INFORMATION GIVEN below:

PR #286, opened 2026-05-03
Small fixes for candidate v1.67 release

nileshnegi:
## Motivation

Tighten preset input validation, fix correctness bugs, and improve code robustness across several presets and shared utilities.

## Technical Details

Preset validation fixes:
- PodAllToAll:
  - restrict to single-pod runs; multi-pod support is not yet implemented (rejects when GetRankPerPodMap().size() != 1, with a dedicated message for the no-pods-detected case)
  - validate GROUP_SIZE divisibility against the single pod's total device count
  - fix GROUP_SIZE default to use numGpus (user-specified) instead of numDetectedGpus to avoid false validation failures when NUM_GPU_DEVICES is set below the detected count
  - guard GROUP_SIZE < 1 before modulo to prevent UB
  - guard numGpus <= 0 (was only catching < 0)
- WallClock:
  - guard numXccs <= 0 before kernel launch to prevent invalid gridDim.x=0 dispatch when topology data is missing
  - zero-initialize timestamps buffer before each kernel launch to prevent stale values from unexpected XCC IDs corrupting delta calculations
  - reject NUM_ITERATIONS <= 0 (seconds-based and infinite modes are unsupported)
  - extend NUM_GPU_DEVICES validation to also reject values exceeding detected GPU count
  - use sizeof(*readyFlag) for type safety
- NicAllToAll:
  - guard bwByRankNic indexing against remapped NIC executor indices from RunTransfers
  - emit a warning instead of silently skipping on out-of-range results

Code quality:
- EnvVars:
  - extract shared GetEnvTokens helper to eliminate duplicated getenv/strtok logic across three array-parsing functions
  - treat unset/empty env vars consistently as "use default"
  - fix GetCuMaskDesc dropping the last contiguous CU run
  - use size_t loop index in GetStr to fix signed/unsigned comparison
- Add missing explicit STL includes that were previously resolved only through transient HIP/compiler headers

## Submission Checklist

### DIFF
--- a/src/client/Presets/PodAllToAll.hpp
+++ b/src/client/Presets/PodAllToAll.hpp
@@ -43,6 +43,11 @@ int PodAllToAllPreset(EnvVars&          ev,
   int numRanks = TransferBench::GetNumRanks();
   int numDetectedGpus = TransferBench::GetNumExecutors(EXE_GPU_GFX);
 
+  // When pod detection fails (e.g. amd-smi unavailable), the map is empty
+  if (Utils::GetRankPerPodMap().empty()) {
+    Utils::Print("[ERROR] No pods detected. Set TB_FORCE_SINGLE_POD=1 to treat all ranks as a single pod.\n");
+    return ERR_FATAL;
+  }
   // Restrict to single-pod runs; multi-pod support is not yet implemented
   if (Utils::GetRankPerPodMap().size() != 1) {
     Utils::Print("[ERROR] PodAllToAll preset currently requires all ranks to be in a single pod. Set TB_FORCE_SINGLE_POD=1 to treat all ranks as a single pod.\n");
@@ -129,7 +134,7 @@ int PodAllToAllPreset(EnvVars&          ev,
     return ERR_FATAL;
   }
 
-  // Validate per-pod: pods may have different rank counts so global check is insufficient
+  // Validate group size divides the single pod's total device count
   for (auto const& [pod, ranks] : Utils::GetRankPerPodMap()) {
     int podDevices = (int)ranks.size() * numGpus;
     if (podDevices % groupSize) {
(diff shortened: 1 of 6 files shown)


gilbertlee-amd (approved):

src/client/Presets/PodAllToAll.hpp
```diff
@@ -118,11 +118,21 @@ int PodAllToAllPreset(EnvVars&          ev,
...
   }
 
-  if (numRanks * numDetectedGpus % groupSize) {
-    Utils::Print("[ERROR] Group size %d cannot evenly divide %d total devices from %d ranks.\n", groupSize, numRanks * numDetectedGpus, numRanks);
+  if (groupSize < 1) {
+    Utils::Print("[ERROR] GROUP_SIZE must be >= 1 (got %d)\n", groupSize);
     return ERR_FATAL;
   }
 
+  // Validate per-pod: pods may have different rank counts so global check is insufficient
```
AtlantaPepsi: For now we are limiting to single pod

AtlantaPepsi (dismissed):

src/client/Presets/PodAllToAll.hpp
nileshnegi: yeah, but this check would be innocent, right?
only put it cause Copilot complained about it several times on different PRs :p

AtlantaPepsi: We should enforce single pod by restricting ` Utils::GetRankPerPodMap()` to size 1, in which case this condition would be trivial. 
When we extend support to multipod in future, I also wonder if a uniform group size for all pods would make sense. For now I think it's best we don't add per pod group size check

nileshnegi: then change the code limitations to be for 1 pod only.
i see this as a trivial check, even if we run 1 pod, and don't see the need to remove it. how does it deter this preset?

nileshnegi: if you say ERR_FATAL is wrong, and ERR_WARN is better to allow expts., sure we can go for that.
but i want a check.

gilbertlee-amd: Yes.  Please just add in the check for Utils::GetRankPerPodMap().size() == 1.

gilbertlee-amd (dismissed):

AtlantaPepsi (approved):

End of INFORMATION GIVEN.

• WORK TO BE COMPLETED
Please copy the line holding "divides the single pod's total device count" and all lines after it to the end of the records, exactly, and nothing else.

• RESULT OF THE EXERCISE
+  // Validate group size divides the single pod's total device count
   for (auto const& [pod, ranks] : Utils::GetRankPerPodMap()) {
     int podDevices = (int)ranks.size() * numGpus;
     if (podDevices % groupSize) {
(diff shortened: 1 of 6 files shown)


gilbertlee-amd (approved):

src/client/Presets/PodAllToAll.hpp
```diff
@@ -118,11 +118,21 @@ int PodAllToAllPreset(EnvVars&          ev,
...
   }
 
-  if (numRanks * numDetectedGpus % groupSize) {
-    Utils::Print("[ERROR] Group size %d cannot evenly divide %d total devices from %d ranks.\n", groupSize, numRanks * numDetectedGpus, numRanks);
+  if (groupSize < 1) {
+    Utils::Print("[ERROR] GROUP_SIZE must be >= 1 (got %d)\n", groupSize);
     return ERR_FATAL;
   }
 
+  // Validate per-pod: pods may have different rank counts so global check is insufficient
```
AtlantaPepsi: For now we are limiting to single pod

AtlantaPepsi (dismissed):

src/client/Presets/PodAllToAll.hpp
nileshnegi: yeah, but this check would be innocent, right?
only put it cause Copilot complained about it several times on different PRs :p

AtlantaPepsi: We should enforce single pod by restricting ` Utils::GetRankPerPodMap()` to size 1, in which case this condition would be trivial. 
When we extend support to multipod in future, I also wonder if a uniform group size for all pods would make sense. For now I think it's best we don't add per pod group size check

nileshnegi: then change the code limitations to be for 1 pod only.
i see this as a trivial check, even if we run 1 pod, and don't see the need to remove it. how does it deter this preset?

nileshnegi: if you say ERR_FATAL is wrong, and ERR_WARN is better to allow expts., sure we can go for that.
but i want a check.

gilbertlee-amd: Yes.  Please just add in the check for Utils::GetRankPerPodMap().size() == 1.

gilbertlee-amd (dismissed):

AtlantaPepsi (approved):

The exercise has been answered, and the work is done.